I’ve lurked on these build logs and mess threads for a while and thought it looked pretty fun. I primarily do programming projects but I also keep up a few servers and will hopefully get a new space for them soon so maybe we’ll dive into that move at some point.
This isn’t a build log, it’s documentation of the slow decay one’s brain experiences due to prolonged exposure to the internet.
i use arch btw
Current Project: Reddit data stuff
I’m always playing with the reddit submission corpus (there are comments and more recent datasets out there) as it’s a fairly large dataset to play around with and has a lot of thread-able work that can be done to it for reasonably interesting results. Primarily I play around with NLP or build out networks of who posts where.
The current build I’m working on takes any given subreddit, sub A, and builds a network of all the other subreddits posters in sub A also post to. With that I can build neat little force graphs depicting clusters of users and how users are more or less ‘connected’ by the number of users that post in each sub.
Performance
The test dataset I’m using is 47M entries (65GB) and can process all the submissions resulting in networks for ~40k subreddits in about 40min on my laptop.
I haven’t done any cleaning or serialization yet so I’m reading in all 65GB of json every time I boot right now, full startup takes 75s which makes it a pain for testing.

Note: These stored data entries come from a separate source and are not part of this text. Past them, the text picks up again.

PR #5184, opened 2019-12-16
refactor: moving the config builder / introducing the `acceptance` package

tombuildsstuff:
This PR introduces the new `acceptance` package which will replace the existing test infrastructure; the general intention is to reduce boilerplate where possible. In order to demonstrate this I've updated the tests for the Resource Group resource to use this new pattern - which I believe should suffice for now.

In addition this PR moves most of the logic of `config.go` out of the main package - which should enable the final steps required to move Data Sources & Resources.

Finally, this also introduces a feature toggle for Dynamic Test Locations; which allows us to dynamically distribute our test load across Azure Regions, to better distribute this across Azure; however at this time this is feature toggled off by default.

Tests pass:

```
$ acctests azurerm TestAccAzureRMResourceGroup_
=== PAUSE TestAccAzureRMResourceGroup_basic
=== RUN   TestAccAzureRMResourceGroup_requiresImport
--- SKIP: TestAccAzureRMResourceGroup_requiresImport (0.00s)
    resource_arm_resource_group_test.go:35: Skipping since resources aren't required to be imported
=== RUN   TestAccAzureRMResourceGroup_disappears
=== PAUSE TestAccAzureRMResourceGroup_disappears
=== PAUSE TestAccAzureRMResourceGroup_withTags
=== CONT  TestAccAzureRMResourceGroup_basic
--- PASS: TestAccAzureRMResourceGroup_basic (78.66s)
=== CONT  TestAccAzureRMResourceGroup_withTags
--- PASS: TestAccAzureRMResourceGroup_withTags (99.51s)
=== CONT  TestAccAzureRMResourceGroup_disappears
--- PASS: TestAccAzureRMResourceGroup_disappears (67.29s)
PASS
ok  	github.com/terraform-providers/terraform-provider-azurerm/azurerm	245.525s
```

### DIFF
--- a/azurerm/internal/acceptance/data.go
+++ b/azurerm/internal/acceptance/data.go
@@ -11,8 +11,8 @@ import (
 )
 
 type TestData struct {
-	// Location is a set of Azure Regions which should be used for this Test
-	Location Regions
+	// Locations is a set of Azure Regions which should be used for this Test
+	Locations Regions
 
 	// RandomString is a random integer which is unique to this test case
 	RandomInteger int
@@ -58,9 +58,9 @@ func BuildTestData(t *testing.T, resourceType string, resourceLabel string) Test
 	}
 
 	if features.UseDynamicTestLocations() {
-		testData.Location = SupportedLocations()
+		testData.Locations = availableLocations()
 	} else {
-		testData.Location = Regions{
+		testData.Locations = Regions{
 			Primary:   Location(),
 			Secondary: AltLocation(),
 			Ternary:   AltLocation2(),
--- a/azurerm/internal/acceptance/data.go
+++ b/azurerm/internal/acceptance/data.go
@@ -1,0 +1,71 @@
+package acceptance
+
+import (
+	"fmt"
+	"testing"
+
+	"github.com/Azure/go-autorest/autorest/azure"
+	"github.com/hashicorp/terraform-plugin-sdk/helper/acctest"
+	"github.com/terraform-providers/terraform-provider-azuread/azuread/helpers/tf"
+	"github.com/terraform-providers/terraform-provider-azurerm/azurerm/internal/features"
+)
+
+type TestData struct {
+	// Location is a set of Azure Regions which should be used for this Test
+	Location Regions
+
+	// RandomString is a random integer which is unique to this test case
+	RandomInteger int
+
+	// RandomString is a random 5 character string is unique to this test case
+	RandomString string
+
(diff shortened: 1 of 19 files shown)


azurerm/internal/acceptance/data.go
```diff
@@ -0,0 +1,71 @@
...
+
+type TestData struct {
+	// Location is a set of Azure Regions which should be used for this Test
+	Location Regions
+
+	// RandomString is a random integer which is unique to this test case
+	RandomInteger int
+
+	// RandomString is a random 5 character string is unique to this test case
+	RandomString string
```
katbyte: Where is this used? i've been replacing it where possible by doing a % on the rint

azurerm/internal/acceptance/data.go
```diff
@@ -0,0 +1,71 @@
...
+		ResourceName:    fmt.Sprintf("%s.%s", resourceType, resourceLabel),
+		Environment:     *env,
+		EnvironmentName: EnvironmentName(),
+
+		resourceType:  resourceType,
+		resourceLabel: resourceLabel,
+	}
+
+	if features.UseDynamicTestLocations() {
+		testData.Location = SupportedLocations()
```
katbyte: how will this handel tests that have to run in a specific location? or a location we don't have in any env var?

Might it make sense to pass in from a test "supported locations" and then if any of the ENV vars match its used? 

It seems `SupportedLocations` might be better phrased as `DesiredLocations` as support indicates it'll work

azurerm/internal/acceptance/data.go
tombuildsstuff: Storage/anything Windows related (Redis, VM's etc) - using a combination of letters/numbers gives us a higher chance of uniqueness when we're only allowed 5 characters

azurerm/internal/acceptance/data.go
tombuildsstuff: for locations we don't have in an environment var (e.g. this is only available in this 1 region) we can continue hard-coding them as we do today.

we're only hard-coding to a single location in the tests AFAIK - so I think we can skip passing in `supported locations` for now, but if we need it that makes sense to me 👍 

in retrospect this can become a private function, so I guess we could split the difference and make this `availableLocations` since they're what the user running the test is saying is available to be used?

tombuildsstuff:
Tests pass:

Screenshot 2019-12-17 at 11 25 31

Most networks can be built in under a second, larger networks take up to 5 seconds. I’m hoping to get this to a point where it would be realtime usable like a webserver (<1s per request, always).
Still a ways to go here.
Is my NVME drive set up right?
The way I read in all the json is dumb and quick and should theoretically be reading as fast as I can pull data off disk. However my cpu utilization is pretty low and the disk usage rate never exceeds 1Gbps. lspci
shows it connected via an x4 pcie link and . I haven’t taken much time to look into this but that seems wrong, this drive should do 2Gbps sequential. Perhaps the threaded read is closer to random reads but the hard 1Gbps limit is suspicious to me.
Roaring Bitmaps are neat
In order to do a bunch of the work I need to keep sets of user IDs so I can get accurate intersections of the users who post in two different subreddits. I found Roaring Bitmaps to be a pretty easy way to do this and it’s pretty quick. For larger subreddits it is great as the bitmaps are pretty well filled but for smaller subreddits the data is sparse which isn’t the best use case.
Current Status
I’m working through the best way to show just the interesting bits. Currently just about every graph is going to include subreddits like askreddit, pics, wtf, etc. The normy shit. I’m currently trying to normalize the data such that the data is reflective of users that post in a given subreddit more than the average set of users. This all is a bit heady and confusing for a project I’m typically only working on before work in the morning.